### WORK ITEM
Start the output with the opening line of the listing below and continue, reproducing each line exactly, up to and including the line that contains "## Description".

### DATA TO PROCESS
PR #7265, opened 2026-05-27
core/translate: support FILTER in window clauses

### LINKED ISSUE #7342: Window FILTER dedup ignores nondeterministic calls buried inside subquery predicates
## Description
Two identical window FILTER predicates that contain a nondeterministic call (e.g. `random()`) inside a subquery (`EXISTS`, `Subquery`, `IN (SELECT ...)`) share a single per-row evaluation. SQLite evaluates each call site independently.

## Reproducer
```sql
CREATE TABLE t(n INTEGER);
INSERT INTO t VALUES (1),(2),(3),(4),(5),(6),(7),(8),(9),(10);

-- Correlated EXISTS prevents constant-subquery folding, exposing the bug.
SELECT n,
  sum(n) FILTER (WHERE EXISTS (SELECT 1 WHERE random()>0 AND t.n IS NOT NULL))
         OVER (ORDER BY n) AS a,
  sum(n) FILTER (WHERE EXISTS (SELECT 1 WHERE random()>0 AND t.n IS NOT NULL))
         OVER (ORDER BY n) AS b
FROM t;
-- Turso: a == b on every row across many runs
-- SQLite: a and b diverge as each FILTER evaluates random() independently
```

### ANSWER TO THE EXERCISE
PR #7265, opened 2026-05-27
core/translate: support FILTER in window clauses

### LINKED ISSUE #7342: Window FILTER dedup ignores nondeterministic calls buried inside subquery predicates
## Description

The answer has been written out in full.